Прямое, правдивое, лишенное театральной приглаженности изображение труда и быта строителей Иркутской ГЭС — в другой показанной ленинградцам работе (пьеса «Продолжение легенды» по повести А. Кузнецова, инсценированная режиссерами спектакля О. Ефремовым и М. Микаэлян). Правда, здесь нет той цельности, которая отличает «Два цвета». История юного героя пьесы, москвича, попавшего сразу же после средней школы на стройку в Сибири, история его настоящего знакомства с жизнью не получила здесь точного внутреннего развития и завершения. Не по вине актера О. Табакова: он играет безукоризненно. Несовершенен драматургический материал спектакля. Это скорее театральная хроника (хотя подобный жанр и давал возможность широко и новыми для театра средствами дать картину жизни).
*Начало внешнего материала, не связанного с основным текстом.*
PR #340, opened 2020-07-20
New icon font system

philschanely:
## Description
This PR updates the icon font to use a new setup exported from IcoMoon that seems to be a much simpler process for Design to maintain and add new icons to moving forward. 

This also incorporates a new sizing system based on a 4pt incremental grid. `md` is the default at 16px width and height, so `lg` is 20px, `xl` is 24px, `2xl` is 28px, and so forth. See `$sage-icon-sizes` in the Icons token file for more.

A handful of new icons are also added with this PR.


lib/sage-frontend/stylesheets/system/core/_mixins.scss
```diff
@@ -152,12 +152,24 @@
...
+  width: $size;
+  height: $size;
   text-transform: none;
-  font: normal normal normal 1em/1 "Sage";
+  font-family: "Sage";
+  font-size: $size;
+  font-style: normal;
+  font-weight: normal;
+  line-height: $size;
   speak: none;
```
teenwolfblitzer: Should this be `speak: never`? I'm not 100% sure when the spec changed, but all recent references appear to be pointing that direction.

lib/sage-frontend/stylesheets/system/core/_icons.scss
```diff
@@ -15,12 +15,12 @@ $sage-icon-li-margin-right: 0.4em !default;
   font-family: "Sage";
   src: url("#{$sage-icon-font-path}/Sage.eot");
   src: url("#{$sage-icon-font-path}/Sage.eot") format("embedded-opentype"),
```
teenwolfblitzer: @pixelflips may know more about this from his recent web perf workshop, but it's my understanding that source order can make some difference here: should we be prioritizing `woff` since it's the 'newest' spec/most well-supported?

I _think_ we can also drop `eot` since it's primarily intended for < IE9, but it wouldn't be likely to load on other browsers if we kept it in, lower in the src list.

teenwolfblitzer (approved):
👍 💥  LGTM, a couple of non-blocking items to consider. Nice work!

lib/sage-frontend/stylesheets/system/core/_icons.scss
philschanely: Sweet. Good point.

philschanely: @pixelflips ☝️

pixelflips: @monkeypox8 - nice catch and src order can make a difference, but mostly around the actual download size if I remember correctly. Some fonts types are compressed better than others.

@philschanely I'm good with the ordering you suggested, but any reason we lost woff2, just curious?

philschanely: Sadly the icomoon system did not provide one :-(

pixelflips: > Sadly the icomoon system did not provide one :-(

@philshanely - got it. thanks for the info and nice work!

PR #70, opened 2024-12-03
feat: parallelizing sending bulk updates to OpenSearch on same snapshot and updating tessellation version

marcus-girolneto:
### Changes
+ To address recent issues with snapshot streaming when sending data to OpenSearch, the bulk update process has been optimized by introducing parallelization.
+ Now, updates for each snapshot are sent in parallel while ensuring that only one snapshot is processed at a time.
+ This optimization helped improve the performance on 2024-12-02, helping the system catch up with the network.

### Tests

Screenshot 2024-12-03 at 10 38 35

### NOTE
**I've generated a JAR with these changes from version 4.3.3 and deployed it to the SnapshotStreaming of Mainnet, @AlexBrandes authorized this since we needed to do something to catch up with the network, so we need to generate an official version and maybe re-deploy**

### DIFF
--- a/project/Dependencies.scala
+++ b/project/Dependencies.scala
@@ -18,7 +18,7 @@ object Dependencies {
     val logstash = "7.2"
     val organizeImports = "0.6.0"
     val refined = "0.10.1"
-    val tessellation = "2.7.1"
+    val tessellation = "2.12.0"
     val weaver = "0.8.1"
   }
 
--- a/src/main/scala/org/constellation/snapshotstreaming/SnapshotProcessor.scala
+++ b/src/main/scala/org/constellation/snapshotstreaming/SnapshotProcessor.scala
@@ -1,12 +1,13 @@
 package org.constellation.snapshotstreaming
 
 import java.util.Date
-import cats.Applicative
+import cats.{Applicative, Parallel}
 import cats.data.NonEmptyList
 import cats.data.NonEmptyMap
 import cats.data.Validated
 import cats.effect._
 import cats.effect.std.Random
+import cats.effect.syntax.all._
 import cats.syntax.all._
 import org.tessellation.currency.schema.currency.CurrencyIncrementalSnapshot
 import org.tessellation.currency.schema.currency.CurrencySnapshot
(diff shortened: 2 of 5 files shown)


src/main/scala/org/constellation/snapshotstreaming/SnapshotProcessor.scala
```diff
@@ -119,7 +119,18 @@ object SnapshotProcessor {
...
+            for {
+              start <- Clock[F].realTime
+              _ <- logger.info(s"Starting to send bulk updates to Opensearch")
+              result <- requests.parTraverse { br =>
+                opensearchDAO.sendToOpensearch(bulk(br))
+              }
+              end <- Clock[F].realTime
+              elapsedTime = end.toMillis - start.toMillis
+              _ <- logger.info(s"Bulk update operation took $elapsedTime ms")
+            } yield result
```
scasplte2: I believe cats provides a method for timing that does this for you

``` scala
logger.info(s"Starting to send bulk updates to Opensearch") >>
requests.parTraverse { br =>
  opensearchDAO.sendToOpensearch(bulk(br))
}.timed.flatTap { case (elapsedTime, _) =>
  logger.info(s"Bulk update operation took ${elapsedTime.toMillis} ms")
}
```

project/Dependencies.scala
```diff
@@ -76,7 +76,7 @@ object Dependencies {
 
     val organizeImports = "com.github.liancheng" %% "organize-imports" % V.organizeImports
 
-    val tessellationSdk = "org.constellation" %% "tessellation-sdk" % V.tessellation
+    val tessellationNodeShared = "org.constellation" %% "tessellation-node-shared" % V.tessellation
```
scasplte2: Why the switch? I thought Marcin was urging us to move to only using `sdk` and this change doesn't use any additional tooling from Tessellation.

src/main/scala/org/constellation/snapshotstreaming/SnapshotProcessor.scala
marcus-girolneto: 👍🏼

project/Dependencies.scala
marcus-girolneto: 👍🏼

scasplte2 (approved):
LGTM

«Два цвета» — это итог целого этапа в развитии театра. Такие разные спектакли «Современника», как «Вечно живые», «В поисках радости», «Пять вечеров», «Продолжение легенды», «Два цвета», едины по своей теме, своему герою, молодому современнику. Спектакль «Голый король», во многом еще не отстоявшийся, не слаженный, открывает новую линию в исканиях театра. От этого веселого, дающего простор актерской импровизации, сказочного спектакля возможен переход к современному воплощению классики, к которой театр еще не обращался.
Ленинградцы познакомились с «Современником» в переходный для него момент. Впрочем, разве может настоящий театр остановиться в своих исканиях, отказаться от движения. Тем более — этот молодой театр, не учитывая опыта которого нельзя сейчас говорить о принципах театрального выражения современности. Знакомство ленинградских зрителей с «Современником» состоялось. Пусть оно превратится в долгую дружбу. Мы с нетерпением будем ждать новой встречи, ждать «Современник» с его новыми спектаклями и новыми планами.